(MATERIAL PROVIDED begins)

PR #5423, opened 2026-04-05
fix(puller): non-blocking peer disconnect and sync error backoff

misaakidis:
### Checklist

### Description

Two liveness bugs in the puller are fixed.

#### Bug 1 — topology change holds `syncPeersMtx` for seconds

`onChange` holds `syncPeersMtx` while calling `disconnectPeer`, which called `peer.stop()`:

```
onChange()
  lock(syncPeersMtx)
  → disconnectPeer(peer)
    → peer.stop()
      → cancel per-bin contexts
      → peer.wg.Wait()          ← blocks until all Sync() calls return
```

`Sync()` calls `ReadMsgWithContext`, which only unblocks after the stream times out (`pageTimeout = 1s` per bin). For a node with *B* active bins syncing to a peer that is being disconnected during a radius decrease, `disconnectPeer` held the lock for up to *B* seconds. Any subsequent topology-change notification queued behind the same `manage()` loop was blocked for that entire duration, causing the sync map to diverge from the live topology.

**Fix:** split `peer.stop()` into two methods:

| Method | Behaviour | Used by |
|---|---|---|
| `cancelBins()` | cancel all per-bin contexts, clear the map, **no wait** | `disconnectPeer` |
| `stop()` | `cancelBins()` + `peer.wg.Wait()` | `Close()` (shutdown) |

`disconnectPeer` now calls `cancelBins()`: the peer is removed from the sync map immediately and its goroutines drain in the background. `Close()` still calls `p.wg.Wait()` across all peers, so shutdown correctness is unchanged.

#### Bug 2 — tight CPU spin on non-fatal sync errors

When `Sync()` returns a non-fatal error (stream reset, protocol error, timeout), the goroutine logged the error and fell through to `limiter.WaitN(ctx, count)` with `count=0`. `WaitN(ctx, 0)` returns immediately, so the goroutine looped back and retried with no delay. Any persistent non-fatal error caused a continuous CPU spin until the peer disconnected or the context was cancelled.

**Fix:** add a `syncRetryBackoff = 1s` sleep with a `ctx.Done()` escape after any non-fatal sync error:

```go
select {
case <-time.After(syncRetryBackoff):
case <-ctx.Done():
    return
}
```

This bounds the retry rate to ≤ 1 call/s per goroutine under persistent errors.

### Related Issue

Both bugs were surfaced during pull-sync optimisation work. The topology-freeze bug is most visible at depth transitions where many peers disconnect in rapid succession. See also: `fix/pullsync-interval-advancement`.

### DIFF
--- a/pkg/puller/puller_test.go
+++ b/pkg/puller/puller_test.go
@@ -508,6 +508,55 @@ func TestContinueSyncing(t *testing.T) {
 	}
 }
 
+// TestSyncErrorBackoff verifies that a non-fatal sync error is followed by a
+// backoff before the next retry. Under synctest the worker blocks after one
+// failed call; without the backoff it would spin and consume both replies, so
+// the "exactly one call" check fails without the fix.
+func TestSyncErrorBackoff(t *testing.T) {
+	addr := swarm.RandAddress(t)
+
+	synctest.Test(t, func(t *testing.T) {
+		// Topmost=0 keeps top < start so the interval never advances and the loop
+		// retries with the same start value. Two replies cover the failed retry.
+		ps := mockps.NewPullSync(
+			mockps.WithCursors([]uint64{100}, 0),
+			mockps.WithSyncError(errors.New("stream error")),
+			mockps.WithReplies(
+				mockps.SyncReply{Bin: 0, Start: 1, Topmost: 0, Peer: addr},
+				mockps.SyncReply{Bin: 0, Start: 1, Topmost: 0, Peer: addr},
+			),
+		)
+		kad := kadMock.NewMockKademlia(
+			kadMock.WithEachPeerRevCalls(kadMock.AddrTuple{Addr: addr, PO: 0}),
+		)
+
+		ctx, cancel := context.WithCancel(context.Background())
+		defer cancel()
+
+		p := puller.New(swarm.RandAddress(t), mock.NewStateStore(), kad, resMock.NewReserve(resMock.WithRadius(0)), ps, nil, log.Noop, puller.Options{Bins: 1})
+		p.Start(ctx)
+
+		kad.Trigger()
+
+		// One failed call, then the worker blocks in the backoff.
+		synctest.Wait()
+		if got := len(ps.SyncCalls(addr)); got != 1 {
+			t.Fatalf("expected worker to back off after 1 failed call, got %d calls", got)
+		}
+
+		// Sleeping out the backoff releases exactly one retry.
+		time.Sleep(puller.SyncRetryBackoff)
+		synctest.Wait()
+		if got := len(ps.SyncCalls(addr)); got != 2 {
+			t.Fatalf("expected exactly one retry after the backoff, got %d calls", got)
+		}
+
+		if err := p.Close(); err != nil {
+			t.Errorf("close puller: %v", err)
+		}
+	})
+}
+
 // TestRadiusDecreaseLiveness verifies that after a radius decrease a new sync
 // worker starts without the manager blocking while the disconnected peer's
 // in-flight worker drains. Under synctest, a blocking disconnect holds up the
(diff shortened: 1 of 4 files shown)


acud:
I think bug 2 is probably going to be easier to reason about. it would be beneficial to split changes into small PRs rather than cramming them together - it makes reviews more difficult, especially for core protocol. the same goes for the other PR.

misaakidis:
I've noted the preference for atomic PRs for the future. For this specific case, would it be okay to leave this PR as is? These liveness bugs are somewhat coupled and validating them together ensures the fix is cohesive.

Btw, I have closed the other PR #5424 as the pullsync interval advancement behavior is correct in the setting of pulling from all peers (as per v2.7.1.)

acud:
> I've noted the preference for atomic PRs for the future. For this specific case, would it be okay to leave this PR as is? These liveness bugs are somewhat coupled and validating them together ensures the fix is cohesive.
> 
> Btw, I have closed the other PR #5424 as the pullsync interval advancement behavior is correct in the setting of pulling from all peers (as per v2.7.1.)

Yeah all good leave it as it is, however it needs a rebase as there are merge conflicts. 
Thanks for closing the other PR. I'll try to get to this one tomorrow.

pkg/puller/puller_test.go
```diff
@@ -507,6 +507,59 @@ func TestContinueSyncing(t *testing.T) {
 	}
 }
 
+// TestSyncErrorBackoff verifies that a non-fatal sync error is followed by a
+// backoff before the next retry, bounding the retry rate to roughly 1/s.
+func TestSyncErrorBackoff(t *testing.T) {
+	t.Parallel()
```
acud: i wonder if we could use `synctest` here instead of the sleeps, spinlock etc.

go.mod
acud, line 14: how is this related to this PR?

misaakidis: this dependency bump is not related to the puller/backoff changes in this PR.
It came from another commit: 61fab37 (chore: update postage snapshot to v0.0.6 (#5401)), which is the commit tagged v2.7.1.

.github/workflows/beekeeper.yml
```diff
@@ -220,6 +228,56 @@
...
+      - name: Test radius-decrease liveness
+        id: radius-decrease
+        run: timeout ${TIMEOUT} beekeeper check --cluster-name local-dns --checks ci-radius-decrease
+      - name: Collect debug artifacts
+        if: failure()
+        run: |
+          bash .github/bin/beekeeper_artifacts.sh local-dns
+          export FAILED='no-test'
+          if ${{ steps.radius-decrease.outcome=='failure' }}; then FAILED=radius-decrease; fi
+          curl -sSf -X POST -H "Content-Type: application/json" -d "{\"text\": \"**${RUN_TYPE}** Radius-Decrease Test Error\nBranch: \`${{ github.head_ref }}\`\nUser: @${{ github.event.pull_request.user.login }}\nDebugging artifacts: [click](https://$BUCKET_NAME.$AWS_ENDPOINT/artifacts_$VERTAG.tar.gz)\nStep failed: \`${FAILED}\`\"}" https://beehive.ethswarm.org/hooks/${{ secrets.TUNSHELL_KEY }}
```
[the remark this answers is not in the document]
misaakidis: Fixed and amended commit that used this vulnerable approach.

misaakidis:
Created a separate validation branch for the CI experiment: [#ci/radius-decrease-validation](https://github.com/ethersphere/bee/tree/ci/radius-decrease-validation) . This PR now stays focused on the puller fix and its direct test coverage only.

go.mod
acud: i see yes. not sure why this commit is on this branch. it would be a good habit to work straight off `master` so that you can then rebase easily.

misaakidis:
Rebased on latest master, ported tests to use synctest, and split into two atomic commits:
- fix(puller): non-blocking peer disconnect
- fix(puller): back off after non-fatal sync errors

brainiac-five:
@gacevicljubisa please report on test progress in week 27.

(MATERIAL PROVIDED ends)

▶ _WORK TO COMPLETE_
If a line in the records contains the word "local", copy it out.

▶ _WRITTEN RESPONSE_
+        run: timeout ${TIMEOUT} beekeeper check --cluster-name local-dns --checks ci-radius-decrease
+          bash .github/bin/beekeeper_artifacts.sh local-dns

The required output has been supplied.